Свою невестку и внуков, после их осуждения, он приказывал переносить с места на место исключительно в крытых носилках и в цепях. Солдат при этом не должен был позволять встречным и прохожим оглядываться или останавливаться.
Хотя Сеян замышлял переворот и хотя уже справляли торжественно день его рождения, а его вызолоченные статуи стояли в разных местах, как предмет культа, Тиберий, правда, с трудом и скорее хитростью и коварством, нежели авторитетом императорской власти, в конце концов добился-таки его падения. Чтобы удалить его от себя, под видом почетного назначения, он сперва взял его себе в товарищи, в свое пятое консульство, которое он, после долгого промежутка, принял заочно, затем постарался обмануть его надеждой на родство с ним, Тиберием, и на назначение его трибуном… и неожиданно написал против него позорнейшее обвинительное письмо! В нем он, наряду с другим, умолял сенаторов послать которого-нибудь из консулов проводить в сенат, под конвоем солдат, его, забытого старика!.. Но и это не могло успокоить его. Боясь беспорядков, Тиберий приказал, в крайнем случае, освободить своего внука Друза, все еще содержавшегося в тюрьме, в Риме, и поручить ему главное начальство. Думая бежать к тем или другим легионам, он приказал даже держать наготове суда, сам же с высочайшей скалы острова дожидался сигналов, которые велел время от времени подавать издали, чтобы не ждать посланцев[247]
. Но и подавив заговор Сеяна, он не стал ничуть спокойнее и доверчивее и девять месяцев затем не выходил из своей «Юпитеровой» виллы[248].Его боязливую душу заставляли мучиться, кроме того, сыпавшиеся на него со всех сторон всевозможные оскорбления. Каждый из осужденных бросал ему различного рода ругательства в лицо или же через подметные письма, которые клались в орхестре. Впрочем, последние производили на императора крайне противоположные впечатления, — он то хотел, из чувства стыда, чтобы они оставались совершенно неизвестными, то, желая показать свое презрение к ним, сообщал о них во всеобщее сведение. Даже царь парфянский Артабан не преминул задеть его в письме, укоряя в убийствах родных и чужих, трусости и расточительности и советуя скорей удовлетворить вполне справедливой и неумолимой ненависти к нему подданных добровольною смертью. В конце концов Тиберий почувствовал недовольство даже самим собою и раскрыл, в общем, свое душевное настроение в первых строках своего письма сенату: «Господа сенаторы, пусть боги и богини накажут меня еще большими страданиями в сравнении с теми, которые испытываю ежедневно, если я знаю, что писать вам, в какой форме и вообще что я не должен писать в своем настоящем положении?..»[249]
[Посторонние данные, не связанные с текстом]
PR #1329, opened 2020-10-02
Prioritize the ID when printing track labels

karupayun:
Related to b/169663076.

Screenshots:
prioritize1
prioritize2

### DIFF
--- a/OrbitGl/TimeGraph.cpp
+++ b/OrbitGl/TimeGraph.cpp
@@ -763,10 +763,12 @@ void TimeGraph::DrawTracks(GlCanvas* canvas, PickingMode picking_mode) {
         std::string process_name = GOrbitApp->GetCaptureData().process_name();
         thread_track->SetName(process_name);
         thread_track->SetLabel(process_name + " (all threads)");
+        thread_track->SetNumberOfPrioritizedTrailingCharacters(strlen("(all threads)"));
       } else {
         const std::string& thread_name = GOrbitApp->GetCaptureData().GetThreadName(tid);
         track->SetName(thread_name);
         std::string track_label = absl::StrFormat("%s [%u]", thread_name, tid);
+        thread_track->SetNumberOfPrioritizedTrailingCharacters((std::to_string(tid)).size() + 2);
         track->SetLabel(track_label);
       }
     }
@@ -807,6 +809,8 @@ std::shared_ptr<GpuTrack> TimeGraph::GetOrCreateGpuTrack(uint64_t timeline_hash)
     std::string label = OrbitGl::MapGpuTimelineToTrackLabel(timeline);
     track->SetName(timeline);
     track->SetLabel(label);
+    // This min combine two cases, label == timeline and when label includes timeline
+    track->SetNumberOfPrioritizedTrailingCharacters(std::min(label.size(), timeline.size() + 2));
     tracks_.emplace_back(track);
     gpu_tracks_[timeline_hash] = track;
   }
--- a/OrbitGl/TimeGraph.cpp
+++ b/OrbitGl/TimeGraph.cpp
@@ -762,13 +762,15 @@ void TimeGraph::DrawTracks(GlCanvas* canvas, PickingMode picking_mode) {
         // This is the process_track_.
         std::string process_name = GOrbitApp->GetCaptureData().process_name();
         thread_track->SetName(process_name);
-        thread_track->SetLabel(process_name + " (all threads)");
-        thread_track->SetNumberOfPrioritizedTrailingCharacters(strlen("(all threads)"));
+        const std::string_view all_threads = " (all_threads)";
+        thread_track->SetLabel(process_name.append(all_threads));
+        thread_track->SetNumberOfPrioritizedTrailingCharacters(all_threads.size() - 1);
       } else {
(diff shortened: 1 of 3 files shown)


beckerhe:
Could this mess with custom track names like from the manual instrumentation API or others coming in the future?

I imagine that having a name with '(' or '[' will trigger that behaviour even if it might be unintended.

Maybe that behaviour should be controlled by the code that also generates the label? In this case we wouldn't need to detect the part at the end. 

WDYT?

karupayun:
> Could this mess with custom track names like from the manual instrumentation API or others coming in the future?
> 
> I imagine that having a name with '(' or '[' will trigger that behaviour even if it might be unintended.
> 
> Maybe that behaviour should be controlled by the code that also generates the label? In this case we wouldn't need to detect the part at the end.
> 
> WDYT?

I was not sure. I though about that a few. The another option implies adding a ID number for every different kind of track, when probably there is no going to be a collision there. 
Also I can improve that taking the rightmost opening symbol ('[','{' or '('), but if you think that it's still strange, I can move the to the another option.

beckerhe:
> > Could this mess with custom track names like from the manual instrumentation API or others coming in the future?
> > I imagine that having a name with '(' or '[' will trigger that behaviour even if it might be unintended.
> > Maybe that behaviour should be controlled by the code that also generates the label? In this case we wouldn't need to detect the part at the end.
> > WDYT?
> 
> I was not sure. I though about that a few. The another option implies adding a ID number for every different kind of track, when probably there is no going to be a collision there.
> Also I can improve that taking the rightmost opening symbol ('[','{' or '('), but if you think that it's still strange, I can move the to the another option.

I'm not sure since I don't know much about the code and how it interacts. Having an ID separate from the label and combining them just before rendering sounds to me like a proper solution. But I'm not sure if it's worth it and if that has other problem.

@pierricgimmig What is your opinion?

pierricgimmig:
I think this should be handled by thread track type. @beckerhe is right, this could have have undesired behavior for manual instrumentation tracks.  One possible solution would be to have a "virtual size_t GetNumberOfPrioritizedTralingCharacters() " method that would default to 0 but that individual track types could override. That number could then be computed once when we create the label and be cached.

pierricgimmig (commented):
Hi Pablo, thanks for looking at this. Please see comment.

karupayun:
> @beckerhe is right, this could have have undesired behavior for manual instrumentation tracks. One possible solution would be to have a "virtual size_t GetNumberOfPrioritizedTralingCharacters() " method that would default to 0 but that individual track types could override. That number could then be computed once when we create the label and be cached.

Thanks for your suggestions. You are clearly right. I've pushed a new commit. 

Instead of making a virtual function, I made Get and Set functions, so we can set the number exactly when we are setting the label to be printed. WDYT?

OrbitGl/TimeGraph.cpp
```diff
@@ -763,10 +763,12 @@ void TimeGraph::DrawTracks(GlCanvas* canvas, PickingMode picking_mode) {
         std::string process_name = GOrbitApp->GetCaptureData().process_name();
         thread_track->SetName(process_name);
         thread_track->SetLabel(process_name + " (all threads)");
+        thread_track->SetNumberOfPrioritizedTrailingCharacters(strlen("(all threads)"));
```
pierricgimmig, line 766: Not sure why this is done on every draw, but it seems to be the pattern here. We should probably clean that up in another PR.

pierricgimmig (approved):
LGTM! thanks for the modifications.

pierricgimmig:
> Instead of making a virtual function, I made Get and Set functions, so we can set the number exactly when we are setting the label to be printed. WDYT?

Yeah even better, thanks.

OrbitGl/TimeGraph.cpp
beckerhe, line 766: Can you add a string_view constant for the string " (all threads)"?

OrbitGl/TimeGraph.cpp
```diff
@@ -763,10 +763,12 @@ void TimeGraph::DrawTracks(GlCanvas* canvas, PickingMode picking_mode) {
...
       } else {
         const std::string& thread_name = GOrbitApp->GetCaptureData().GetThreadName(tid);
         track->SetName(thread_name);
         std::string track_label = absl::StrFormat("%s [%u]", thread_name, tid);
+        thread_track->SetNumberOfPrioritizedTrailingCharacters((std::to_string(tid)).size() + 2);
```
beckerhe, line 771: You are converting tid twice to string by different algorithms and expecting the result is the same. Probably it will, so not a big deal. But I think it would be nicer to create `auto tid_str = std::to_string(tid)` and use it in absl::StrFormat and in the .size-call. WDYT?

beckerhe (approved):
LGTM! Minor comments!

OrbitGl/TimeGraph.cpp
karupayun: Perfect, done!

OrbitGl/TimeGraph.cpp
karupayun: Yes, what do you think now?

beckerhe: Great. Thanks!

По мнению некоторых, он знал все, вследствие своей способности предвидеть будущее, и давно сознавал, какая ненависть и позор ждут его впоследствии, поэтому, вступив на престол, отказался от титула «Отца отечества» и упорно не соглашался позволять клясться его распоряжениями. Он боялся, что ему будет еще позорнее, если позже он окажется недостойным таких почестей. Это ясно из его речи, где он говорил о том и другом. Вот его слова: пока он будет в здравом уме, говорил он, он останется всегда тем же, никогда не переменит своего характера, тем не менее сенату следует, для примера другим, вести себя осторожнее и не связывать себя клятвой в отношении поступков человека, который может измениться вследствие того или другого случая… Затем: «Если вы когда-нибудь ошибетесь в моем характере и в моей преданности вам, — желал бы умереть раньше, чем вы перемените свое мнение обо мне, — титул „Отца отечества“ не прибавит мне ничего в отношении почестей, вам же он будет служить упреком, что этот титул вы дали мне или легкомысленно, или же переменили свое мнение обо мне вследствие своего непостоянства».